— What is required —
Could you say how many lines in the records include "repo"? Please give the number by itself.

Saved entries:
PR #43, opened 2019-08-13
add option to run local operators

maelk:
Instead of using 'make deploy' for Baremetal Operator and CAPI
provider baremetal, add an option to use 'make run' and log the
output.

### DIFF
--- a/03_launch_mgmt_cluster.sh
+++ b/03_launch_mgmt_cluster.sh
@@ -9,6 +9,20 @@ source lib/common.sh
 eval "$(go env)"
 export GOPATH
 
+# Environment variables
+# M3PATH : Path to clone the metal3 dev env repo
+# BMOPATH : Path to clone the baremetal operator repo
+# CAPBMPATH: Path to clone the CAPI operator repo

— Output of the exercise —
3